[dns-operations] The strange case of fox.com
Florian Weimer
fw at deneb.enyo.de
Sun Feb 28 18:54:57 UTC 2016
* Stephane Bortzmeyer:
> Sometimes, there are domains where you wonder how they work. fox.com
> has a NS RRset in the zone which is larger than 512 bytes (legal,
> that's not the biggest problem) where _not one_ of the name servers
> reply (half REFUSED, half timeout).
>
> How can people browse <http://fox.com/>?
They use a resolver where no client has queried FOX.COM/IN/NS, and the
servers listed in the COM zone send minimal replies. As a result,
resolvers never learn the bogus NS RRset.
Both BIND and Unbound do not seem to copy very well with this (in the
sense that future queries fail after the NS query for some time). The
Nominum recursor seems to be impacted as well (if my ISP still uses
one, but it's behind a load balancer, so I get some strange effects).

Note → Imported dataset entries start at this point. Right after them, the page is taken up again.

PR #1653, opened 2022-02-16
Lint Fix for `currentcolor`

spaceninja:
## Overview

`currentColor` was brought into CSS from SVG, and that's why it kept
the unusual capitalization. The CSS level 4 spec formally changed it
to `currentcolor` and Stylelint recently updated their rules to
enforce that.

See discussion here: https://github.com/stylelint/stylelint/issues/5863

### DIFF
--- a/src/base/_defaults.scss
+++ b/src/base/_defaults.scss
@@ -291,7 +291,7 @@ address {
  */
 
 hr {
-  border-color: currentColor;
+  border-color: currentcolor;
   border-style: solid;
   border-width: math.div(size.$edge-medium, 2) 0; /* 1 */
   color: var(--theme-color-border-text-group);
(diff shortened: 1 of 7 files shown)


spaceninja:
Browser support for this seems to be solid. If you'd prefer, I could update our stylelint config to use the [`camelCaseSvgKeywords: true`](https://stylelint.io/user-guide/rules/list/value-keyword-case/) rule to enforce the `currentColor` casing. That said, my default stance is to avoid diverging from standard Stylelint config unless it's causing problems.

tylersticka (commented):
Please use the `camelCaseSvgKeywords` option to preserve interoperability between the CSS and SVG specs: https://stylelint.io/user-guide/rules/list/value-keyword-case/#camelcasesvgkeywords-true--false-default-false

Thank you!

spaceninja:
Closing this in favor of updating our stylelint config to v5.1.0 which includes the `camelCaseSvgKeywords` rule.

Issue #1925, opened 2021-04-05
wire-swift proto3 working document 


kevincianfarini:
Similar to #279, we'd like to track work that enables proto 3 support in wire-swift. This issue will start small and be updates as more is discovered. 

- [ ] Support for `Google.Protobuf.WellKnownTypes`
  - [ ] `Duration` code generation from `duration.proto`
    - [ ] `Duration` <-> `TimeInterval` lossy interop
  - [ ] Scalar wrapper types
    - [ ]  `BoolValue`
    - [ ]  `BytesValue`
    - [ ]  `DoubleValue`
    - [ ]  `FloatValue`
    - [ ]  `Int32Value`
    - [ ]  `Int64Value`
    - [ ]  `ListValue`
    - [ ]  `StringValue`
    - [ ]  `UInt32Value`
    - [ ]  `UInt64Value`

PR #1926, opened 2021-04-05
Add gradle task to generate WellKnownTypes

kevincianfarini:
This commit only adds the `duration.proto` definition
and the resulting generated type.

References #1925


wire-library/wire-runtime-swift/build.gradle
```diff
@@ -19,8 +19,28 @@ dependencies {
   wire project(':wire-compiler')
 }
 
+task generateSwiftProtos(type: JavaExec) {
```
kevincianfarini, line 22: so, I hate this. There's got to be a better way. Anyone with more knowledge, please help me level up my gradle-foo

wire-library/wire-runtime-swift/src/main/proto/duration.proto
```diff
@@ -0,0 +1,116 @@
+// Protocol Buffers - Google's data interchange format
```
efirestone, line 1: This exists in the repo already [here](https://github.com/square/wire/blob/master/wire-library/wire-schema/src/jvmMain/resources/google/protobuf/duration.proto). It seems reasonable to point at that rather than duplicating if we can. (But would like to hear others' opinions too, @oldergod)

efirestone (approved):
LGTM, but definitely want someone with more Gradle experience to look it over too.

wire-library/wire-runtime-swift/src/main/proto/duration.proto
kevincianfarini: Could we pull this out into a common folder?

efirestone: That seems reasonable too. I'm less familiar with Java file system organization conventions than all y'all, but seems like a reasonable approach. We will want a specific allow-list for iOS since we may not need all of them, but having the pool of .protos live somewhere common seems right.

wire-library/wire-runtime-swift/build.gradle
```diff
@@ -19,8 +19,28 @@ dependencies {
...
+  def swiftOut = 'src/main/swift/wellknowntypes'
```
JakeWharton, line 23: Should we be .gitignore-ing this folder? Otherwise we're not validating that the code which is committed is the same as is generated.

To put it another way, if I update the generator and forget to re-rerun this task the generated swift will be mismatched until someone fixes it.

I believe the test one is ignored.

wire-library/wire-runtime-swift/src/main/proto/duration.proto
JakeWharton: You should also be able to use the runtime jar as your input to the generation task and specify only the types you want. Wire can read inside jars.

wire-library/wire-runtime-swift/src/main/swift/wellknowntypes/Duration.swift
```diff
@@ -0,0 +1,138 @@
+// Code generated by Wire protocol buffer compiler, do not edit.
```
JakeWharton, line 1: See above comment about .gitignore

JakeWharton (approved):

wire-library/wire-runtime-swift/src/main/proto/duration.proto
kevincianfarini: Do you have any examples of this?

wire-library/wire-runtime-swift/build.gradle
efirestone: The generated Swift files for tests are [checked in](https://github.com/square/wire/blob/master/wire-library/wire-tests-swift/src/main/swift/FooBar.swift), so I figured we'd follow that pattern, but don't feel strongly at all. Generally I prefer not to check in generated code, although in this case since this project's main purpose is to do the generation it is nice to see any diffs that might arise.

WRT stale files, we're working on getting the Swift build into CI, which should hopefully alleviate that concern since CI would see dirty files and fail.

wire-library/wire-runtime-swift/build.gradle
```diff
@@ -19,8 +19,28 @@ dependencies {
...
+  def protoPath = 'src/main/proto'
```
efirestone, line 24: If we change this to like `../wire-schema/src/jvmMain/resources/google/protobuf/` then we can reuse the existing checked-in proto files. Then we can filter to only the messages we care about using something like:
```
--include=com.google.Duration,com.google.Instant
```
(messages are comma separated)

kevincianfarini: Awesome. Are there benefits of reading a JAR over just having a hardcoded path to the resources directory?

efirestone: Should be the same. It just depends on which one you have available to you, and I think in this case we have a raw directory already.

wire-library/wire-runtime-swift/build.gradle
kevincianfarini: [generated code in `wire-runtime-swift` is ignored. ](https://github.com/square/wire/blob/master/wire-library/wire-runtime-swift/.gitignore)

efirestone: I see lots of generated code that's [checked in](https://github.com/square/wire/blob/master/wire-library/wire-tests/src/commonTest/proto-kotlin/com/squareup/wire/protos/custom_options/FooBar.kt) too though. That feels like the larger precedent, but I really don't feel strongly personally. Should probably check with #wire-discuss

JakeWharton: That generated code that is checked in is validated against HEAD so that CI will not pass if what is generated is mismatched from what is committed.

https://github.com/square/wire/blob/85dc2120adfdf489d66ed425f2cbad0ecbf0184a/.github/workflows/build.yml#L62-L65

wire-library/wire-runtime-swift/build.gradle
JakeWharton: I would saying consuming via the jar is a little less bad since you are slightly less dependent on a bunch of hard-coded things that can change, but both still have tons of assumption in them. And both should fail in the same way if something moves so just go with the relative path I guess.

efirestone (approved):
Still LGTM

The PowerDNS recursor does not perform a fresh upstream query for the
NS query. Intead, it returns authority section from the COM answer as
the answer section in the NS response (which is a clear violation of
the trust rules in RFC 2181, but a valid implementation option, in my
opinion).
As far as I know, this phenomenon of cache-altering queries which do
not occur during regular operation (but have nasty consquences if they
happen) is largely unexplored, but I haven't been following DNS
matters in a while.
I'll send a note to Akamai about FOX.COM.